Babbitt was what he called a "joiner'' for all these reasons.

Behind the gold and scarlet banner of his public achievements


204

was the dun background of office-routine: leases, sales-contracts, lists of properties to rent. The evenings of oratory and committees and lodges stimulated him like brandy, but every morning he was sandy-tongued. Week by week he accumulated nervousness.

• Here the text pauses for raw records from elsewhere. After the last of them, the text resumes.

PR #1592, opened 2026-03-23
chore(el): derive reth chainspecs from base-alloy-chains vs. duplicating configs

danyalprout:
### Description
Part one of deduplicating chain configurations and settings. Creates `base-alloy-chains` which has the chain configurations defined in Rust.

Upstream consumers will map this generic type into CL/EL specific types via a `TryFrom/From` impl.


cb-heimdall:
<table>
<tr>
<th>Requirement</th>
<th>Status</th>
<th>More Info</th>
</tr>
<tr>
<td>Reviews</td>
<td>
🟡
<code>-1/1</code>
</td>
<td>
<details>
<table>
<tr>
<td>
<details>
<table>
<tr>
<td>0</td>
</tr>
<tr>
<td>0</td>
</tr>
<tr>
<td>0</td>
</tr>
<tr>
<td>
</td>
<td>1</td>
</tr>
<tr>
<td>
<details>
<table>
<tr>
<td><strong>Max</strong></td>
<td><strong>0</strong></td>
</tr>
</table>
</details>
</td>
<td>0</td>
</tr>
<tr>
<td>
From <code>CODEOWNERS</code>
</td>
<td>0</td>
</tr>
<tr>
<td>Global minimum</td>
<td>0</td>
</tr>
<tr>
<td><strong>Max</strong></td>
<td>
<strong>
1
</strong>
</td>
</tr>
</table>
</details>
</td>
<td>1</td>
</tr>
<tr>
<td>0</td>
</tr>
<tr>
<td><strong>Sum</strong></td>
<td><strong>1</strong></td>
</tr>
</table>
</details>
</td>
</tr>
</table>

crates/alloy/chains/src/config.rs
```diff
@@ -350,5 +370,26 @@ const DEVNET: BaseChainConfig = BaseChainConfig {
 
     bootnodes: &[],
 
+    prune_delete_limit: 0,
```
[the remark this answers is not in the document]
danyalprout: This is a correct change

crates/alloy/chains/src/config.rs
```diff
@@ -2,12 +2,18 @@
 
 use alloy_primitives::{Address, B256, U256, address, b256, uint};
 
+/// All supported chain names for the CLI.
+pub const SUPPORTED_CHAINS: &[&str] =
+    &["base", "base_sepolia", "base-sepolia", "base-devnet-0-sepolia-dev-0", "dev"];
```
refcell, line 7: I think these could be placed on `BaseChainConfig` i.e. `BaseChainConfig::ALL`

crates/execution/chainspec/src/spec.rs
```diff
@@ -320,6 +307,60 @@ impl From<Genesis> for OpChainSpec {
...
+        Self {
+            inner: ChainSpec {
+                chain: Chain::from_id(cfg.chain_id),
+                genesis_header,
+                genesis,
+                paris_block_and_final_difficulty: Some((0, U256::ZERO)),
+                hardforks,
+                base_fee_params,
+                prune_delete_limit: cfg.prune_delete_limit,
+                ..Default::default()
```
refcell, line 358: Are we sure about this `..Default::default()`? I think we ought to list everything out here so it's very explicit about what's made default.

crates/execution/chainspec/src/lib.rs
```diff
@@ -10,23 +10,11 @@
...
 
-mod base;
-pub use base::BASE_MAINNET;
-
-mod base_devnet_0_sepolia_dev_0;
-pub use base_devnet_0_sepolia_dev_0::BASE_DEVNET_0_SEPOLIA_DEV_0;
-
-mod base_sepolia;
-pub use base_sepolia::BASE_SEPOLIA;
-
```
refcell, line 21: I think we should at least lazy init (e.g. how the hardfork crate does it) the chain specs here for base so we're not doing constructions and conversions at runtime.

crates/execution/chainspec/src/lib.rs
```diff
@@ -10,23 +10,11 @@
...
 
 mod builder;
 pub use builder::OpChainSpecBuilder;
 
-mod dev;
-pub use dev::OP_DEV;
-
 mod spec;
-pub use spec::{OpChainSpec, OpGenesisInfo, SUPPORTED_CHAINS};
+pub use spec::{OpChainSpec, OpGenesisInfo};
```
refcell, line 20: Would be nice to rename this to `BaseChainSpec` and `BaseGenesisInfo` while we're in here. If there are too many call sites, fine to leave it for later

crates/execution/hardforks/src/lib.rs
```diff
@@ -11,7 +11,6 @@
 extern crate alloc;
 
 mod chain;
-pub use chain::{
-    BASE_DEVNET_0_SEPOLIA_DEV_0_HARDFORKS, BASE_MAINNET_HARDFORKS, BASE_SEPOLIA_HARDFORKS,
-    BaseChainUpgradesExt, DEV_HARDFORKS,
-};
+// Re-export base-alloy-upgrades types.
+pub use base_alloy_chains::BaseChainUpgrades;
+pub use chain::{BASE_MAINNET_HARDFORKS, BaseChainUpgradesExt};
```
refcell, line 16: rm re-exports

crates/execution/node/src/node.rs
```diff
@@ -274,12 +274,15 @@ impl OpNode {
...
+    /// use std::sync::Arc;
+    /// use base_alloy_chains::BaseChainConfig;
+    /// use base_execution_chainspec::OpChainSpec;
     /// use base_node_core::OpNode;
     ///
     /// fn demo(runtime: reth_tasks::Runtime) {
+    ///     let chain_spec = Arc::new(OpChainSpec::from(BaseChainConfig::mainnet()));
     ///     let factory = OpNode::provider_factory_builder()
-    ///         .open_read_only(BASE_MAINNET.clone(), "datadir", runtime)
+    ///         .open_read_only(chain_spec, "datadir", runtime)
```
refcell, line 285: I think this api is noticeably worse, especially since we have effectively a fixed number of chains we build.

The easiest fix IMO would be to just lazy init these constants again in `base_execution_chainspec`

refcell (changes requested):
Couple comments

crates/execution/chainspec/src/lib.rs
danyalprout: I maybe missing something (please feel free to correct), but I believe they're only setup once when the ChainSpec is created. 

I'm not sure this lazy init was really buying anything

crates/execution/node/src/node.rs
danyalprout: I don't really want to have to create new constants throughout the codebase whenever we create a new testnet (e.g. vibenet).


Like ideally this is 
```
let flags = Cli::parse(...);
let config = BaseChainConfig::by_name(flags.chain_name)
let chain_spec: OpChainSpec = config.into();
```

refcell: Gotcha ok, that's good enough justification for me!

crates/execution/chainspec/src/lib.rs
refcell: Right, but then it doesn't have to initialize again thereafter. Not a big deal though. Personal style preference that I don't really care all too much about. can leave out of this pr

PR #1620, opened 2026-03-23
Kaley/load tests updates

kmchicoine:
In this PR:

- Flatten crate structure: Hoist base-load-tests-core up one level to crates/infra/load-tests/, removing the unnecessary nested subdirectory and renaming the crate to base-load-tests
- Switch RPC provider to RootProvider<Base>: Use the Base-specific network type for proper OP-stack receipt handling (OpTransactionReceipt)
- Fix precompile and calldata payloads: Add EIP-7623 floor cost calculation for calldata gas limits, fix Blake2F to use round-based gas estimation, and use proper precompile addresses
- Improve funding logic: Fund accounts by deficit rather than full amount, use pending nonce for funder, and add progress reporting during load tests
- Replace example runner and configs: Replace spam.rs with load_test.rs (adds FUNDER_KEY env var support) and add network-specific configs (devnet.yaml, sepolia.yaml, sepolia-alpha.yaml)
- Add Justfile for load tests: Add just load-test recipes for devnet, sepolia-alpha, and sepolia; also add _skip_kernels for macOS risc0 builds in the root Justfile
- Clean up TestConfig: Add Default impl with post-parse validation, consolidate serde defaults into #[serde(default)] on the struct, remove const fn helpers


cb-heimdall:
<table>
<tr>
<th>Requirement</th>
<th>Status</th>
<th>More Info</th>
</tr>
<tr>
<td>Reviews</td>
<td>
✅
<code>2/1</code>
</td>
<td>
<details>
<table>
<tr>
<td>
<details>
<table>
<tr>
<td>0</td>
</tr>
<tr>
<td>0</td>
</tr>
<tr>
<td>0</td>
</tr>
<tr>
<td>
</td>
<td>1</td>
</tr>
<tr>
<td>
<details>
<table>
<tr>
<td><strong>Max</strong></td>
<td><strong>0</strong></td>
</tr>
</table>
</details>
</td>
<td>0</td>
</tr>
<tr>
<td>
From <code>CODEOWNERS</code>
</td>
<td>0</td>
</tr>
<tr>
<td>Global minimum</td>
<td>0</td>
</tr>
<tr>
<td><strong>Max</strong></td>
<td>
<strong>
1
</strong>
</td>
</tr>
</table>
</details>
</td>
<td>1</td>
</tr>
<tr>
<td>0</td>
</tr>
<tr>
<td><strong>Sum</strong></td>
<td><strong>1</strong></td>
</tr>
</table>
</details>
</td>
</tr>
</table>

crates/infra/load-tests/src/config/test_config.rs
```diff
@@ -175,8 +158,41 @@ impl TestConfig {
...
-            .map_err(|e| BaselineError::Config(format!("failed to parse YAML: {e}")))
+        let config: Self = serde_yaml::from_str(yaml)
+            .map_err(|e| BaselineError::Config(format!("failed to parse YAML: {e}")))?;
+        config.validate()?;
+        Ok(config)
+    }
+
+    /// Validates that all required fields are set and values are sensible.
+    pub fn validate(&self) -> Result<()> {
+        if self.rpc.is_empty() {
```
meyer9: nit: could check that this is a valid URL, or use `Url` type for Serde to do it for you

crates/infra/load-tests/src/config/test_config.rs
```diff
@@ -175,8 +158,41 @@ impl TestConfig {
...
+
+    /// Resolves the funder key, checking the `FUNDER_KEY` environment variable
+    /// first, then falling back to the config value. Returns an error if the
+    /// key is a placeholder or env var reference that cannot be resolved.
+    pub fn resolve_funder_key(&self) -> Result<String> {
+        if let Ok(env_key) = std::env::var("FUNDER_KEY") {
+            return Ok(env_key);
+        }
+
+        if self.funder_key.starts_with("${") || self.funder_key == "<your key here>" {
```
meyer9: maybe this field can be optional instead of using a placeholder value here? Also, if it's always hex, you can check that the format is a hex string to validate.

Since users can still access the pub `.funder_key`, it might not be clear they have to call `resolve_funder_key()`. Maybe you can move this to the parsing/validation phase instead? Or make the interface `config.with_env().with_yaml(file)` so it's clear that it loads env and YAML during parsing?

meyer9 (commented):
These updates are looking great! Left a few suggestions (feel free to take or leave).

crates/infra/load-tests/src/config/test_config.rs
kmchicoine: Yeah, this is confusing. I think I'll just remove funder_key from the config and make it env_var only- that way we don't risk someone editing the yaml and accidentally committing their key, and it cleans up this interface as well

meyer9 (approved):

refcell (approved):

PR #1629, opened 2026-03-23
fix(consensus): Small Sealing Bugs

refcell:
## Summary

This PR fixes two sequencing bugs that caused the unsafe head to fall behind the safe head under catch-up conditions. The root cause of the first bug was a race between `insert_unsafe_payload` and the next `build()` call: because `insert_unsafe_payload` is fire-and-forgot to the engine, the unsafe-head watch channel still reflects the old (pre-insert) block at the point `build()` reads it, causing the next block to be built on the grandparent rather than the just-sealed parent. The fix introduces a `next_build_parent: Option<L2BlockInfo>` field on `SequencerActor` and a new `PayloadBuilder::build_on(parent)` method. After a successful seal, the sealed envelope's `L2BlockInfo` is derived immediately and stashed as `next_build_parent`; the subsequent build call in the `Ok(true)` sealer arm then uses `build_on` with that explicit parent instead of reading the watch channel, guaranteeing the engine's `InsertTask` is enqueued before `BuildTask`.

The second bug was that the `build_ticker` and sealer arms were not mutually exclusive: in catch-up mode `reset_immediately()` could make the ticker `Poll::Ready` while the sealer's `step().await` was `Poll::Pending`, allowing the ticker arm to fire mid-seal and start a second build before the first three-step pipeline (commit → gossip → insert) completed. The ticker arm is now gated on `self.sealer.is_none()`, making the two arms structurally exclusive. Two additional fixes land alongside these: pipeline reset errors in `build_attributes` (e.g. `BlockMismatch`, `BrokenTimeInvariant`) no longer trigger an engine reset that would rewind the unsafe head to the safe head — they now return `Ok(None)` and retry on the next tick; and `schedule_initial_reset` now services admin API queries throughout both the reset-attempt loop and the backoff sleep so the sequencer remains controllable during EL sync.

### DIFF
--- a/crates/consensus/service/src/actors/sequencer/actor.rs
+++ b/crates/consensus/service/src/actors/sequencer/actor.rs
@@ -10,6 +10,7 @@ use async_trait::async_trait;
 use base_consensus_derive::AttributesBuilder;
 use base_consensus_genesis::RollupConfig;
 use base_consensus_rpc::SequencerAdminAPIError;
+use base_protocol::L2BlockInfo;
 use tokio::{
     select,
     sync::{mpsc, oneshot},
@@ -26,8 +27,7 @@ use crate::{
             conductor::Conductor,
             error::SequencerActorError,
             metrics::{
-                inc_seal_error, inc_seal_pipeline_overlap, update_seal_duration_metrics,
-                update_total_transactions_sequenced,
+                inc_seal_error, update_seal_duration_metrics, update_total_transactions_sequenced,
             },
             origin_selector::OriginSelector,
             recovery::RecoveryModeGuard,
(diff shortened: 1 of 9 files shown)


cb-heimdall:
<table>
<tr>
<th>Requirement</th>
<th>Status</th>
<th>More Info</th>
</tr>
<tr>
<td>Reviews</td>
<td>
✅
<code>1/1</code>
</td>
<td>
<details>
<table>
<tr>
<td>
<details>
<table>
<tr>
<td>0</td>
</tr>
<tr>
<td>0</td>
</tr>
<tr>
<td>0</td>
</tr>
<tr>
<td>
</td>
<td>1</td>
</tr>
<tr>
<td>
<details>
<table>
<tr>
<td><strong>Max</strong></td>
<td><strong>0</strong></td>
</tr>
</table>
</details>
</td>
<td>0</td>
</tr>
<tr>
<td>
From <code>CODEOWNERS</code>
</td>
<td>0</td>
</tr>
<tr>
<td>Global minimum</td>
<td>0</td>
</tr>
<tr>
<td><strong>Max</strong></td>
<td>
<strong>
1
</strong>
</td>
</tr>
</table>
</details>
</td>
<td>1</td>
</tr>
<tr>
<td>0</td>
</tr>
<tr>
<td><strong>Sum</strong></td>
<td><strong>1</strong></td>
</tr>
</table>
</details>
</td>
</tr>
</table>

danyalprout (approved):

He was in open disagreement with his outside salesman, Stanley Graff; and once, though her charms had always kept him nickeringly polite to her, he snarled at Miss McGoun for changing his letters.

But in the presence of Paul Riesling he relaxed. At least once a week they fled from maturity. On Saturday they played golf, jeering, "As a golfer, you're a fine tennis-player,'' or they motored all Sunday afternoon, stopping at village lunchrooms to sit on high stools at a counter and drink coffee from thick cups. Sometimes Paul came over in the evening with his violin, and even Zilla was silent as the lonely man who had lost his way and forever crept down unfamiliar roads spun out his dark soul in music.